Why are text file line breaks wrong, after the file is transferred or edited?
After transferring or editing a file, it may happen that line breaks are wrong, what may manifest as:
- Line breaks are lost. It seems like if a whole file content is on a single line.
- Line breaks are duplicated. It seems like there’s additional empty line between every line.
- There’s strange symbol/character at the end of every line.
Advertisement
This article explains possible causes of the problem and their solutions.
- Text File Formats
- Text/ASCII Transfer Mode
- Known Issues with Transfer Mode
- Debugging Text File Conversion
Text File Formats
Different platforms (operating systems) use a different format of text files. The most common formats are Unix and Windows format. A primary difference is that different character or sequence of characters is used to signify an end of a line. On Unix, it’s LF character (\n
, 0A
or 10 in decimal). On Windows, it’s a sequence of two characters, CR and LF (\r
+ \n
, 0D
+ 0A
or 13 + 10 in decimal).
While many applications and systems nowadays can work with both formats, some require a specific format (notably Windows Notepad supported Windows format only until Windows 10 1809). When presenting a file in another format, they fail to display it correctly, as described above.
Text/ASCII Transfer Mode
For this reason, file transfer clients and servers support a text/ASCII transfer mode. When transferring a file in this mode, the file gets (ideally) converted from a format native to a source system, to a format native to a target system. For example, when uploading a text file using text mode from Windows to Unix system, the file line endings get converted from CR+LF to LF. Opposite to the text/ASCII transfer mode is a binary transfer mode that transfer the file as is (binary identical).
Advertisement
WinSCP by default uses the binary transfer mode for all regular file transfers. Learn how to configure it to use the text/ASCII transfer mode. You may also need to configure correct server-side text file format.
On the contrary, WinSCP always uses text transfer mode, when editing file in WinSCP internal editor (or Windows Notepad on Windows versions older then Windows 10 1809). If you want to force WinSCP to use the binary mode when editing files, you have to use an external text editor1 and make sure WinSCP does not force text mode for edited files. Also make sure your external text editor saves the file in the format you need.2
Known Issues with Transfer Mode
- Pure-FTPd FTP server: When downloading a file with Windows line-endings (CR+LF) in a text/ASCII mode, the server replaces LF with CR+LF, resulting in an incorrect CR+CR+LF. When opening such file in an Internal editor of WinSCP, the editor interprets the sequence as two line endings (CR and CR+LF) resulting in a blank line after each and every content line. When the file is saved, the internal editor saves two Windows line endings CR+LF and CR+LF. On upload they get converted to two LF’s. A workaround is to use an external editor and make sure WinSCP does not force text mode for edited files.

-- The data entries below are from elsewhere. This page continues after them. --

PR #5394, opened 2023-01-01
Expose `blockNumber` via filterEvents function

### LINKED ISSUE #5393: Expose block height on extrinsic results
* **I'm submitting a ...**

  - [ ] Bug report
  - [x] Feature request
  - [ ] Support request
  - [ ] Other

> Currently, on extrinsic result, we can get `blockHash`, `txHash` and `txIndex` but not `blockHeight`

> In our apps, we log the extrinsic's block height for auditing and analytics purposes. With the current setup, we would have to do another RPC call `api.rpc.chain.getBlock` to retrieve the block height. If you are happy, we can submit a PR following the same principle as https://github.com/polkadot-js/api/pull/4556 to add `blockHeight` to the extrinsic results

  - Version: 9.9.1
  - Environment:

    - [x] Node.js
    - [x] Browser
    - [ ] Other (limited support for other environments)

  - Language:

    - [ ] JavaScript
    - [x] TypeScript (include tsc --version)
    - [ ] Other

ken-centrality:
Closes #5393

### DIFF
--- a/packages/api/src/util/filterEvents.ts
+++ b/packages/api/src/util/filterEvents.ts
@@ -3,6 +3,8 @@
 
 import type { BlockNumber, EventRecord, ExtrinsicStatus, H256, SignedBlock } from '@polkadot/types/interfaces';
 
+import { isCompact } from '@polkadot/util';
+
 import { l } from './logging';
 
 export function filterEvents (txHash: H256, { block: { extrinsics, header } }: SignedBlock, allEvents: EventRecord[], status: ExtrinsicStatus): { events?: EventRecord[], txIndex?: number, blockNumber?: BlockNumber } {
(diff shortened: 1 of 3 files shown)


packages/api/src/util/filterEvents.ts
```diff
@@ -14,7 +14,8 @@ export function filterEvents (txHash: H256, { block: { extrinsics, header } }: S
           phase.isApplyExtrinsic &&
           phase.asApplyExtrinsic.eqn(txIndex)
         ),
-        txIndex
+        txIndex,
+        blockNumber: header.number.unwrap()
```
jacogr, line 18: As per the linting comments, we just need to move this up.

I'm just a bit concerned that some chains may be configured with `Compact<BlockNumber>` and others with `BlkockNumber`. So just add a bit more protection around this, here is an example used in the derives - https://github.com/polkadot-js/api/blob/f9df7a5c0df68b688b151296967599d8b0b595af/packages/api-derive/src/util/blockNumber.ts#L12-L14

ken-centrality: Ah I see, thank you. I've pushed a new commit with eslint issues addressed plus adding the guard.

Btw, I wasn't sure if it was a good idea to import the `api-derive/unwrapBlockNumber` function in there so I used the `isCompact` directly instead. Let me know if you want me change it around

jacogr: Happy as-is with the way you structured it.

jacogr (approved):
Thank you.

Debugging Text File Conversion
If enabling (or disabling) text/ASCII transfer mode does not help with the problem and your transferred/edited file is still perceived incorrectly by the target system, you need to find out in what step the file got converted incorrectly (or haven’t got converted).
To detect line endings used by a file on Windows, use following command on PowerShell console to display hex dump of the first 100 characters of given file (example.txt
):
Get-Content -Encoding Byte -TotalCount 100 example.txt |% {Write-Host ("{0:x2} " -f $_) -NoNewline}; Write-Host
For a file with following contents in a Windows format
One Two
it displays:
4f 6e 65 0d 0a 54 77 6f 0d 0a
Note the two sequences 0d 0a
(CR + LF) indicating Windows format.
To detect line endings used by a file on Unix/Linux system use command:3
xxd example.txt | head
For the same file as above, just in Unix format, it displays:
0000000: 4f6e 650a 5477 6f0a One.Two.
Advertisement
Note the character 0a
(LF) indicating Unix format.
If you do not have a shell access to the remote system, download the file using binary encoding and use the PowerShell command on a local binary-identical copy.
Use these techniques to detect, what format both source and destination files have. When editing a file, detect also a format of a local temporary copy of the edited file as saved by the editor. See preferences for a location of the temporary copies.
Requesting Support
When the above does not help you understand the problem and you decide to seek support, include all your findings, including copies of both source and destination file. When editing a file, include also a local temporary copy as saved by the editor. Ideally compress (ZIP) the files to avoid your browser altering file format, when attaching the files to support request.